Em 6 de setembro, o secretário do Dicastério, padre Alexandre Awi Mello, e alguns funcionários receberam uma pequena delegação da Conferência Episcopal do Sudão, por ocasião de sua visita ad limina a Roma.

Os bispos do Sudão e do Sudão do Sul - duas realidades historicamente diferentes da composição e cultura étnicas e religiosas - apesar da cisão em 2011 fizeram a escolha exata de permanecer uma única conferência episcopal em nome de “uma história compartilhada”. As Igrejas dos dois lados do país compartilham os mesmos problemas angustiantes: os conflitos armados continuam a sangrar esses dois países, semeando a morte e causando destruição, milhões de deslocados e refugiados, carestia e fome; as perseguições contra os cristãos e outras minorias são notícias diárias.

Sacerdotes estão faltando na Igreja, enquanto grandes áreas ainda estão esperando para ouvir a primeira proclamação do Evangelho. Entre os fiéis, há um certo nomadismo religioso: a continuação da guerra com a posterior alienação das estruturas e o desmantelamento da infraestrutura, a endêmica falta de recursos e falta de pessoal são em grande parte responsáveis pelo déficit de formação de muitos fiéis. Sem uma bagagem sólida de fé e testada pelas angústias da vida, eles facilmente são vítimas das seitas que prometem pão e vida melhores.

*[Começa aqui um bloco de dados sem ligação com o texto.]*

PR #14054, opened 2022-02-14
UI: Switch usage of localStorage to sessionStorage

hashishaw:
Swap out use of localStorage in favor of sessionStorage across the webapp.

### DIFF
--- a/ui/app/lib/local-storage.js
+++ b/ui/app/lib/local-storage.js
@@ -1,18 +1,18 @@
 export default {
   getItem(key) {
-    var item = window.localStorage.getItem(key);
+    var item = window.sessionStorage.getItem(key);
     return item && JSON.parse(item);
   },
 
   setItem(key, val) {
-    window.localStorage.setItem(key, JSON.stringify(val));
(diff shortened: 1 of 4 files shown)


zofskeez (approved):
Looks good thanks!

zerkms:
Why was it implemented? It causes this bug now: https://github.com/hashicorp/vault/issues/15311

danmasta:
I think this has an unintended side affect of breaking all OAuth/ Single Sign On type workflows because once you close the tab you are effectively signed out. If you generate a token on sign in with a 30 day refresh for example it should stay logged in even if you close the tab or use other tabs.

We have to now generate lots of extra tokens which is not how OAuth should be used. Also if you use MFA with yubikeys or something it's really frustrating to have to do that flow so many extra times.

zerkms:
> If you generate a token on sign in with a 30 day refresh for example it should stay logged in even if you close the tab or use other tabs.

The token would be still "legit", but UI would behave the same: it still would use the session storage not local storage :shrug:

PR #15929, opened 2022-06-10
ssh: Do not convert errors into logical.ErrorResponse in issue path

stevendpclark:
Do not wrap all errors into logical.ErrorResponse as I believe that switches the return code from a 5XX to a 4XX. Also if the `pathSignIssueCertificateHelper` returns an error response value, do not add data to it.


cipherboy (approved):
Makes sense to me.

PR #15933, opened 2022-06-10
database plugin: Invalidate queue should cancel context first

swenson:
To signal to any credentials rotating goroutines that they should cancel
pending operations, which reduces lock contention.

### DIFF
--- a/builtin/logical/database/backend.go
+++ b/builtin/logical/database/backend.go
@@ -286,12 +286,15 @@ func (b *databaseBackend) GetConnectionWithConfig(ctx context.Context, name stri
 
 // invalidateQueue cancels any background queue loading and destroys the queue.
 func (b *databaseBackend) invalidateQueue() {
-	b.Lock()
-	defer b.Unlock()
-
+	// cancel context before grabbing lock to start closing any open connections
+	// this is safe to do without the lock since it is only written to once in initialization
+	// and can be canceled multiple times safely
 	if b.cancelQueue != nil {
 		b.cancelQueue()
 	}
+	b.Lock()
+	defer b.Unlock()
+
 	b.credRotationQueue = nil
 }
 


builtin/logical/database/backend.go
```diff
@@ -286,12 +286,15 @@ func (b *databaseBackend) GetConnectionWithConfig(ctx context.Context, name stri
...
-	b.Lock()
-	defer b.Unlock()
-
+	// cancel context before grabbing lock to start closing any open connections
+	// this is safe to do without the lock since it is only written to once in initialization
+	// and can be canceled multiple times safely
 	if b.cancelQueue != nil {
 		b.cancelQueue()
 	}
+	b.Lock()
```
ncabatoff, line 295: Technically I would argue we don't need the lock, and we don't need to nil out credRotationQueue, since that field is only initialized by Factory, so it's not like databaseBackend can get usefully recycled.  But it's probably safest to make the minimal change, so ignore me.

ncabatoff (approved):

builtin/logical/database/backend.go
austingebauer: +1, doesn't seem like the lock is needed. I'm also okay with leaving it.

austingebauer (approved):

builtin/logical/database/backend.go
calvn: That's true, though there are several places were we check whether `credRotationQueue` nil or not and only perform things like rotation (async) if non-nil so not sure if it'd impact those calls.

calvn (approved):

builtin/logical/database/backend.go
swenson: Like @calvn says, I think we have to leave the lock since there are several times when we check if `credRotationQueue` is `nil` and if not, then read from it. Not having the lock would introduce a potential (unlikely) race condition where we set `credRotationQueue` nil here, but after the `!= nil` check elsewhere but before they use `credRotationQueue`.

swenson:
Thanks everyone!

builtin/logical/database/backend.go
swenson: The more I think about it, the more I think we can safely use a different pattern instead of doing the `credRotationQueue != nil` pattern. Something like:

```go
select {
case <-b.ctx.Done():
default:
  // credRotationQueue is valid, use it
}
```

And instead of setting `credRotationQueue = nil`, we just rely on the context that we're canceling anyway.

I'll see if I can take a stab at this, and limiting the use of the other lock, in another PR I think.

PR #15934, opened 2022-06-10
Convert /internal/ui/mounts to publicly supported endpoint

AnPucel:


website/content/api-docs/system/mounts-all.mdx
```diff
@@ -1,35 +1,31 @@
 ---
 layout: api
-page_title: /sys/internal/ui/mounts - HTTP API
+page_title: /sys/mounts-all - HTTP API
 description: >-
-  The `/sys/internal/ui/mounts` endpoint is used to manage mount listing
+  The `/sys/mounts-all` endpoint is used to manage mount listing
```
hashishaw, line 5: Something to be aware of in the documentation is that this endpoint only returns mount paths which the current user has access to. This is very different from most of our endpoints so I think it should be called out. 

Maybe also a callout that this endpoint must be present in the policy for the UI to work as expected.

hashishaw (approved):
Approved from the UI perspective (all files under `/ui`) ✅

maxb:
This change seems rather disruptive to me. It willl break at least `vault kv ...` CLI commands if the client and server versions are not both with or both without this change, as well as some functionality in consul-template, and all of the third party code which has already observed this is the only way to cleanly support both KVv1 and KVv2 access transparently.

A more practical way forward might be to simply document that the endpoint is now a stable API for general usage, despite its path.

AnPucel:
This is going to be a disruptive change because consul-template relies on this path and it breaks the integration tests. I'm going to close this PR and update the ticket.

Falando de movimentos e associações internacionais, os pastores expressaram seu agradecimento pelo louvável compromisso apostólico, especialmente no contexto de ajudar as populações exaustas pelas guerras, pela fome e pela carestia. Sua contribuição no processo de reconciliação e pacificação de um país dilacerado pelo ódio e pelo tribalismo também tem sido amplamente reconhecida, mas eles também expressaram preocupação com a inexorável redução numérica de sua presença, devido à crescente insegurança no país e à mão pesada das autoridades sobre os institutos religiosos.

Em termos de família, no entanto, os bispos destacaram a crise que enfrenta esta instituição no Sudão. Muitas famílias foram esmagadas pela guerra: muitos órfãos, muitos cônjuges ficam sozinhos, as famílias deslocadas de suas terras e privadas, por qualquer meio de subsistência. As consequências devastadoras da desintegração da família é o grande número de crianças que vivem na rua, a alta taxa de abandono escolar, muitas crianças-soldados, que nasceram na guerra, os jovens contra os quais a Igreja do Sudão se sente forte chamado para reacender a esperança, para mostrar-lhes uma preocupação que passa por recuperação psicológica e social. Mas os bispos em matéria de pastoral familiar também estão preocupados com os casamentos mistos que, no contexto sudanês, envolvem na maioria das vezes a renúncia da própria fé da parte católica.

Apesar deste quadro sombrio, a Igreja continua a sua missão com coragem e generosidade, alimentando a esperança nos corações, fortalecendo a identidade cristã como antídoto ao ódio e proclamando Cristo, pão vivo e verdadeira paz para o Sudão.